Exercise aim: Only one thing is required: the number of lines in the entries below that contain "would".
★ ★ ★ ★ ★
PR #51, opened 2023-09-14
Feature/member ordering

DenisBogatirov:
Added member-ordering rule and implemented tests


lint_test/member_ordering_test.dart
```diff
@@ -0,0 +1,64 @@
...
+}
+
+class AWidget extends StatefulWidget {
+  const AWidget({super.key});
+
+  @override
+  State<AWidget> createState() => _AWidgetState();
+}
+
+class _AWidgetState extends State<AWidget> {
```
yurii-prykhodko-solid, line 35: Needs more fleshed-out testcases. Private fields, private methods, static members.
It would be much better to have _all_ that we enforce here.

yurii-prykhodko-solid (changes requested):

lint_test/member_ordering_test.dart
DenisBogatirov: Added more. But technically we can't test all because it has named-method pattern so it's possible to have config like
```
-a-method
-b-method
-c-method
-d-method
...
```

yurii-prykhodko-solid: I agree that testing all is not viable, but I would still ask for more.

Let's structure the tests a bit. Here's what I think will be helpful:

1. One all-positive case where we should see no lints at all.
2. One negative case with all ticks triggered.
3. One semi-negative case that would check that we can detect one isolated lint without triggering anything unrelated.

I'd also create two separate sets of tests for regular classes and for widgets, so there'll be 6 classes.

DenisBogatirov: Done

yurii-prykhodko-solid: I also see some code that would enfoce alphabetic order and alphabetic-by-type order. I don't see any tests for that -- just a couple basic ones will suffice.

DenisBogatirov: I can't test them both because you can pass only one of them at `analysis_options.yaml` will add for alphabetical.

yurii-prykhodko-solid: If we can't test it -- then it doesn't work. Let's try to find a way.
One option would be to create a subdir with its own `analysis_options.yaml` file -- but I'm not sure custom_lint handles such nesting well. Give it a test.
We can also create a completely separate package with its own config, with no nesting. A bit ugly, but at least we'll have it tested.
I don't think this will be the last rule with potentially conflicting configs.

yurii-prykhodko-solid (approved):
LGTM!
★ ★ ★ ★ ★
Solution: 5